Department for Medical Genome Sciences, Medical Genome Center, National Center for Geriatrics and Gerontology, Aichi, Japan.
Department of Medical Science Mathematics, Medical Research Institute, Tokyo Medical and Dental University (TMDU), Tokyo, Japan.
Sci Rep. 2018 Apr 4;8(1):5608. doi: 10.1038/s41598-018-23978-z.
Insertions and deletions (indels) have been implicated in dozens of human diseases through the radical alteration of gene function by short frameshift indels as well as long indels. However, the accurate detection of these indels from next-generation sequencing data is still challenging. This is particularly true for intermediate-size indels (≥50 bp), due to the short DNA sequencing reads. Here, we developed a new method that predicts intermediate-size indels using BWA soft-clipped fragments (unmatched fragments in partially mapped reads) and unmapped reads. We report the performance comparison of our method, GATK, PINDEL and ScanIndel, using whole exome sequencing data from the same samples. False positive and false negative counts were determined through Sanger sequencing of all predicted indels across these four methods. The harmonic mean of the recall and precision, F-measure, was used to measure the performance of each method. Our method achieved the highest F-measure of 0.84 in one sample, compared to 0.56 for GATK, 0.52 for PINDEL and 0.46 for ScanIndel. Similar results were obtained in additional samples, demonstrating that our method was superior to the other methods for detecting intermediate-size indels. We believe that this methodology will contribute to the discovery of intermediate-size indels associated with human disease.
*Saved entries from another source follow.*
PR #439, opened 2022-09-19
[path_provider] Add tizen_interop dependency

swift-kim:
Reimplement using the tizen_interop package.

Contributes to https://github.com/flutter-tizen/tizen_interop/issues/9.

PR #440, opened 2022-09-19
[shared_preferences] Add tizen_interop dependency

swift-kim:
Similar to https://github.com/flutter-tizen/plugins/pull/439.

Closes https://github.com/flutter-tizen/tizen_interop/issues/9.


WonyoungChoi (approved):
:+1:

PR #442, opened 2022-09-20
[webview_flutter] Update README

swift-kim:


packages/webview_flutter/README.md
```diff
@@ -31,30 +27,25 @@ dependencies:
...
   @override
   WebViewExampleState createState() => WebViewExampleState();
 }
 
 class WebViewExampleState extends State<WebViewExample> {
-  @override
-  void initState() {
-    super.initState();
-  }
-
```
bbrto21, line 47: If this part is no longer needed, why don'y you remove them from the example too?

swift-kim: Done!

bbrto21 (approved):

PR #450, opened 2022-09-27
[webview_flutter] Set runtime path to $ORIGIN

swift-kim:
Fixes runtime errors of plugins that depend on the webview_flutter plugin (such as google_maps_flutter).


bbrto21:
google_maps_flutter using this PR works fine on TW3 and emulators.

插入和缺失(indels)通过短的移码 indels 以及长的 indels 对基因功能产生剧烈改变,从而与数十种人类疾病相关。然而,从下一代测序数据中准确检测这些 indels 仍然具有挑战性。对于中等大小的 indels(≥50 bp),由于 DNA 测序读段较短,情况更是如此。在这里,我们开发了一种新的方法,该方法使用 BWA 软剪辑片段(部分映射读取中的未匹配片段)和未映射读取来预测中等大小的 indels。我们报告了使用来自相同样本的全外显子组测序数据,对我们的方法、GATK、PINDEL 和 ScanIndel 进行的性能比较。通过对这四种方法预测的所有 indels 进行 Sanger 测序,确定了假阳性和假阴性计数。我们使用每个方法的召回率和精度的调和平均值(F-measure)来衡量性能。在一个样本中,我们的方法的 F-measure 达到了最高的 0.84,而 GATK 为 0.56,PINDEL 为 0.52,ScanIndel 为 0.46。在其他样本中也得到了类似的结果,这表明我们的方法在检测中等大小的 indels 方面优于其他方法。我们相信,这种方法将有助于发现与人类疾病相关的中等大小的 indels。